Title: The SMAP level 4 carbon product for monitoring ecosystem land-atmosphere CO2 exchange

item JONES, L.A. - University Of Montana
item KIMBALL, J.S. - University Of Montana
item REICHE, R.H. - National Aeronautics And Space Administration (NASA) - Johnson Space Center
item MADANI, N. - University Of Montana
item GLASSY, J. - University Of Montana
item ARDIZZONE, J. - National Aeronautics And Space Administration (NASA) - Johnson Space Center
item COLLIANDER, A. - Jet Propulsion Laboratory
item CLEVERLY, J. - University Of Technology Sydney
item EAMUS, D. - University Of Technology Sydney
item EUSKIRCHEN, E. - University Of Alaska
item HUTLEY, L. - Charles Darwin Research Station
item MACFARLANCE, C. - Commonwealth Scientific And Industrial Research Organisation (CSIRO)
item Scott, Russell - Russ

Submitted to: IEEE Transactions on Geoscience and Remote Sensing
Publication Type: Peer Reviewed Journal
Publication Acceptance Date: 6/11/2017
Publication Date: 8/1/2017
Citation: Jones, L., Kimball, J., Reiche, R., Madani, N., Glassy, J., Ardizzone, J., Colliander, A., Cleverly, J., Eamus, D., Euskirchen, E., Hutley, L., Macfarlance, C., Scott, R.L. 2017. The SMAP level 4 carbon product for monitoring ecosystem land-atmosphere CO2 exchange. IEEE Transactions on Geoscience and Remote Sensing. 55:6517-6532.

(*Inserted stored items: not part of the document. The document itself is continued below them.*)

PR #7915, opened 2025-07-15
Force patch republish

timotheeguerin:


packages/http-server-csharp/package.json
```diff
@@ -87,7 +87,7 @@
     "@typespec/versioning": "workspace:^",
     "@vitest/coverage-v8": "^3.1.2",
     "@vitest/ui": "^3.1.2",
-    "fs-extra": "^11.2.0",
+    "fs-extra": "^11.2.1",
```
chrisradek, line 90: Not a real version - but maybe works anyway since there's 11.3.0?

Interpretive Summary: Soil moisture availability plays a major role in explaining the amount of carbon dioxide that is taken up by the global land surface. However, quantifying global soil moisture and its interactions with the carbon cycle have been obscured by a lack of continuous, accurate soil moisture observations from space. Understanding linkages between the global water and carbon cycles using global estimates of soil moisture is a major objective of the NASA Soil Moisture Active Passive (SMAP) mission. The overarching goals of this work are: 1) to link SMAP soil moisture data to inform ecosystem CO2 exchange and underlying environmental controls on vegetation growth, soil litter decomposition and respiration processes using flux tower observations; 2) to determine net CO2 exchange and component carbon flux sensitivity to global soil moisture variability; and 3) to determine whether SMAP observations provide added value over other sources of information for estimating carbon cycle flux components. The SMAP carbon cycle components provide consistent, operational global daily estimates of ecosystem-atmosphere carbon fluxes, surface stocks and their underlying environmental controls. Our initial global assessment using several independent observation benchmarks indicates that the model accuracy and performance is consistent with product design specifications and target accuracy requirements, and that the product is suitable for a range of science investigations, including drought-related impacts on vegetation growth and the terrestrial carbon cycle. The SMAP product provides a new tool for monitoring global land carbon dynamics informed by model data assimilation of SMAP satellite observations with enhanced sensor sensitivity to soil moisture and temperature conditions.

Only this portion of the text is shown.